-- DATA TO USE follows --

PR #115, opened 2022-04-21
Proposal: Add UUID field to multiscale objects

joshmoore:
In order to uniquely identify the images that are being generated,
this change proposes that a UUID should be included with each multiscale.
The UUID can either be generated at creation or perhaps copied from
an existing array if all meta(data) is identical (e.g. a rechunking).

### DIFF
--- a/latest/index.bs
+++ b/latest/index.bs
@@ -295,6 +295,11 @@ Each "multiscales" dictionary:
 
  * SHOULD contain the field "name" which is informative to users but not sufficient for unique identifiation.
 
+ * SHOULD contain the field "uuid" which is a
+   [RFC 4122](https://www.ietf.org/rfc/rfc4122.txt) compliant
+   string representation of a universally unique identifier, e.g., "urn:uuid:f81d4fae-7dec-11d0-a765-00a0c91e6bf6" and SHOULD use
+   a compliant generator to minimize potential conflicts.
+
 * SHOULD contain the field "version", which indicates the version of the
   multiscale metadata of this image (current version is [NGFFVERSION]).
 
--- a/latest/index.bs
+++ b/latest/index.bs
@@ -288,14 +288,21 @@ It MAY contain exactly one `translation` that specifies the offset from the orig
 The length of the `scale` and `translation` array MUST be the same as the length of "axes".
 The requirements (only `scale` and `translation`, restrictions on order) are in place to provide a simple mapping from data coordinates to physical coordinates while being compatible with the general transformation spec.
 
-Each "multiscales" dictionary MAY contain the field "coordinateTransformations", describing transformations that are applied to all resolution levels in the same manner.
-The transformations MUST follow the same rules about allowed types, order, etc. as in "datasets:coordinateTransformations" and are applied after them.
-They can for example be used to specify the `scale` for a dimension that is the same for all resolutions.
+Each "multiscales" dictionary:
+ * MAY contain the field "coordinateTransformations", describing transformations that are applied to all resolution levels in the same manner.
+   The transformations MUST follow the same rules about allowed types, order, etc. as in "datasets:coordinateTransformations" and are applied after them.
+   They can for example be used to specify the `scale` for a dimension that is the same for all resolutions.
 
-Each "multiscales" dictionary SHOULD contain the field "name". It SHOULD contain the field "version", which indicates the version of the multiscale metadata of this image (current version is [NGFFVERSION]).
+ * SHOULD contain the field "name" which is informative to users but not sufficient for unique identifiation.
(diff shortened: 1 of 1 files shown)


joshmoore:
To view: http://api.csswg.org/bikeshed/?url=https://raw.githubusercontent.com/joshmoore/ngff/uuid/latest/index.bs

latest/index.bs
```diff
@@ -290,26 +290,42 @@ The requirements (only `scale` and `translation`, restrictions on order) are in
...
+   They can for example be used to specify the `scale` for a dimension that is the same for all resolutions.
+</li>
+
+<li>
+   SHOULD contain the field "name" which is informative to users but not sufficient for unique identifiation.
+</li>
+
+<li>
+   SHOULD contain the field "uuid" which is a
+</li>
```
will-moore, line 306: This `<li>` shouldn't terminate here? (should include the next one too)

joshmoore:
Pushed.

> How is this likely to happen? Not via any JSON schema id or ref, but simply by some user's code or unstructured csv/file/DB/notes ?

How do you mean, @will-moore?

will-moore:
Where will I use the UUID?
E.g. In a description of another NGFF Image `This image was processed from Image "urn:uuid:f81d4fae-7dec-11d0-a765-00a0c91e6bf6"` or in a JSON `collection: [{"id": "urn:uuid:f81d4fae-7dec-11d0-a765-00a0c91e6bf6"}, ...]` or is it just not known just now, but it seems like it could be useful in the future?

sbesson:
On the feature itself, I am also in favor or introducing some semantics allowing to identify of these objects. I can imagine several use cases as these objects are made available on object stored and potentially replicated in many places to allow some form of integrity check.

A secondary proposal included this PR is the refactoring the definition of the `multiscales` dictionary to use a bullet-point list with clear MAY/SHOULD/MUST mapping - see http://api.csswg.org/bikeshed/?url=https://raw.githubusercontent.com/joshmoore/ngff/uuid/latest/index.bs#multiscale-md.
The current plate specification uses an vairant with a list of definitions e.g. as in https://ngff.openmicroscopy.org/latest/#plate-md. However, this currently lacks a clear expression requirement level and I have on my todo to review this paragraph.
I do not have a strong preference on one style vs the other (bullet point vs definition list) but I think it would make sense to unify. Adding a bit to the complexity, some of the keys include are themselves dictionaries and the specification needs to define sub-keys. I assume the advantage of the current proposal is that this would be simply represented as indented bullet points

latest/index.bs
```diff
@@ -288,14 +288,50 @@ It MAY contain exactly one `translation` that specifies the offset from the orig
...
+   They can for example be used to specify the `scale` for a dimension that is the same for all resolutions.
+</li>
+
+<li>
+   SHOULD contain the field "name" which is informative to users but not sufficient for unique identifiation.
+</li>
+
+<li>
+  <p>
+   SHOULD contain the field "uuid" which is a
```
thewtex, line 306: Could we also / alternatively use a [content identifier (CID)](https://py-cid.readthedocs.io/en/master/)? This can help prevent duplicates (it can be generated from the data).

thewtex: Nevermind, after further thought, modifying the content will change the CID.

But, it worth noting that with content-addressed storage, there is no need for a uuid.

joshmoore: Guess the question to you is how long until you think content-addressed storage is main stream :)

More seriously, do you think this should be made flexible/configurable so that a CID could be stored in place of a UUID?

melonora:
I would like to present a use case here with regards to view configurations:

I have some work on view configurations that allow reproducing the view across a visualization ecosystem. Below an example of defining in this case `SpatialData` in that config.

[image.png](https://imagesc.zulipchat.com/user_uploads/16804/C9BD2BkPfU-5JZGlXFNwoTyx/image.png)


Without having UUIDs I see some operations as impossible. Starting with the case that is possible without UUIDs

1. I locally have my viewconfigs at the root of the zarr store. Now I deposit the data in a database so the url has changed. In this case, you would not need a UUID as the config is contained in the zarr store and you can just update the path in the config.

Now 2 cases that I think are not possible without UUIDs:

1. I have viewconfigs outside the zarr store. I move the zarr store locally. The URL is not valid anymore. In case of a  UUID in the top-level zarr.json I could still just match the viewconfig to the zarr store by having an api that takes in a viewconfig and a list of zarr containes that have the UUID. After a match update the URL.

2. Same case as 1 but then instead of moving the zarr store locally, deposit it in a database.

This is my specific case at the moment, but I think there are many other cases where this could be useful.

-- DATA TO USE concluded --

§ WHAT THIS TASK INVOLVES: The records above must be retyped in full, exactly as written.

§ RESULT FOR THIS EXERCISE:
PR #115, opened 2022-04-21
Proposal: Add UUID field to multiscale objects

joshmoore:
In order to uniquely identify the images that are being generated,
this change proposes that a UUID should be included with each multiscale.
The UUID can either be generated at creation or perhaps copied from
an existing array if all meta(data) is identical (e.g. a rechunking).

### DIFF
--- a/latest/index.bs
+++ b/latest/index.bs
@@ -295,6 +295,11 @@ Each "multiscales" dictionary:
 
  * SHOULD contain the field "name" which is informative to users but not sufficient for unique identifiation.
 
+ * SHOULD contain the field "uuid" which is a
+   [RFC 4122](https://www.ietf.org/rfc/rfc4122.txt) compliant
+   string representation of a universally unique identifier, e.g., "urn:uuid:f81d4fae-7dec-11d0-a765-00a0c91e6bf6" and SHOULD use
+   a compliant generator to minimize potential conflicts.
+
 * SHOULD contain the field "version", which indicates the version of the
   multiscale metadata of this image (current version is [NGFFVERSION]).
 
--- a/latest/index.bs
+++ b/latest/index.bs
@@ -288,14 +288,21 @@ It MAY contain exactly one `translation` that specifies the offset from the orig
 The length of the `scale` and `translation` array MUST be the same as the length of "axes".
 The requirements (only `scale` and `translation`, restrictions on order) are in place to provide a simple mapping from data coordinates to physical coordinates while being compatible with the general transformation spec.
 
-Each "multiscales" dictionary MAY contain the field "coordinateTransformations", describing transformations that are applied to all resolution levels in the same manner.
-The transformations MUST follow the same rules about allowed types, order, etc. as in "datasets:coordinateTransformations" and are applied after them.
-They can for example be used to specify the `scale` for a dimension that is the same for all resolutions.
+Each "multiscales" dictionary:
+ * MAY contain the field "coordinateTransformations", describing transformations that are applied to all resolution levels in the same manner.
+   The transformations MUST follow the same rules about allowed types, order, etc. as in "datasets:coordinateTransformations" and are applied after them.
+   They can for example be used to specify the `scale` for a dimension that is the same for all resolutions.
 
-Each "multiscales" dictionary SHOULD contain the field "name". It SHOULD contain the field "version", which indicates the version of the multiscale metadata of this image (current version is [NGFFVERSION]).
+ * SHOULD contain the field "name" which is informative to users but not sufficient for unique identifiation.
(diff shortened: 1 of 1 files shown)


joshmoore:
To view: http://api.csswg.org/bikeshed/?url=https://raw.githubusercontent.com/joshmoore/ngff/uuid/latest/index.bs

latest/index.bs
```diff
@@ -290,26 +290,42 @@ The requirements (only `scale` and `translation`, restrictions on order) are in
...
+   They can for example be used to specify the `scale` for a dimension that is the same for all resolutions.
+</li>
+
+<li>
+   SHOULD contain the field "name" which is informative to users but not sufficient for unique identifiation.
+</li>
+
+<li>
+   SHOULD contain the field "uuid" which is a
+</li>
```
will-moore, line 306: This `<li>` shouldn't terminate here? (should include the next one too)

joshmoore:
Pushed.

> How is this likely to happen? Not via any JSON schema id or ref, but simply by some user's code or unstructured csv/file/DB/notes ?

How do you mean, @will-moore?

will-moore:
Where will I use the UUID?
E.g. In a description of another NGFF Image `This image was processed from Image "urn:uuid:f81d4fae-7dec-11d0-a765-00a0c91e6bf6"` or in a JSON `collection: [{"id": "urn:uuid:f81d4fae-7dec-11d0-a765-00a0c91e6bf6"}, ...]` or is it just not known just now, but it seems like it could be useful in the future?

sbesson:
On the feature itself, I am also in favor or introducing some semantics allowing to identify of these objects. I can imagine several use cases as these objects are made available on object stored and potentially replicated in many places to allow some form of integrity check.

A secondary proposal included this PR is the refactoring the definition of the `multiscales` dictionary to use a bullet-point list with clear MAY/SHOULD/MUST mapping - see http://api.csswg.org/bikeshed/?url=https://raw.githubusercontent.com/joshmoore/ngff/uuid/latest/index.bs#multiscale-md.
The current plate specification uses an vairant with a list of definitions e.g. as in https://ngff.openmicroscopy.org/latest/#plate-md. However, this currently lacks a clear expression requirement level and I have on my todo to review this paragraph.
I do not have a strong preference on one style vs the other (bullet point vs definition list) but I think it would make sense to unify. Adding a bit to the complexity, some of the keys include are themselves dictionaries and the specification needs to define sub-keys. I assume the advantage of the current proposal is that this would be simply represented as indented bullet points

latest/index.bs
```diff
@@ -288,14 +288,50 @@ It MAY contain exactly one `translation` that specifies the offset from the orig
...
+   They can for example be used to specify the `scale` for a dimension that is the same for all resolutions.
+</li>
+
+<li>
+   SHOULD contain the field "name" which is informative to users but not sufficient for unique identifiation.
+</li>
+
+<li>
+  <p>
+   SHOULD contain the field "uuid" which is a
```
thewtex, line 306: Could we also / alternatively use a [content identifier (CID)](https://py-cid.readthedocs.io/en/master/)? This can help prevent duplicates (it can be generated from the data).

thewtex: Nevermind, after further thought, modifying the content will change the CID.

But, it worth noting that with content-addressed storage, there is no need for a uuid.

joshmoore: Guess the question to you is how long until you think content-addressed storage is main stream :)

More seriously, do you think this should be made flexible/configurable so that a CID could be stored in place of a UUID?

melonora:
I would like to present a use case here with regards to view configurations:

I have some work on view configurations that allow reproducing the view across a visualization ecosystem. Below an example of defining in this case `SpatialData` in that config.

[image.png](https://imagesc.zulipchat.com/user_uploads/16804/C9BD2BkPfU-5JZGlXFNwoTyx/image.png)


Without having UUIDs I see some operations as impossible. Starting with the case that is possible without UUIDs

1. I locally have my viewconfigs at the root of the zarr store. Now I deposit the data in a database so the url has changed. In this case, you would not need a UUID as the config is contained in the zarr store and you can just update the path in the config.

Now 2 cases that I think are not possible without UUIDs:

1. I have viewconfigs outside the zarr store. I move the zarr store locally. The URL is not valid anymore. In case of a  UUID in the top-level zarr.json I could still just match the viewconfig to the zarr store by having an api that takes in a viewconfig and a list of zarr containes that have the UUID. After a match update the URL.

2. Same case as 1 but then instead of moving the zarr store locally, deposit it in a database.

This is my specific case at the moment, but I think there are many other cases where this could be useful.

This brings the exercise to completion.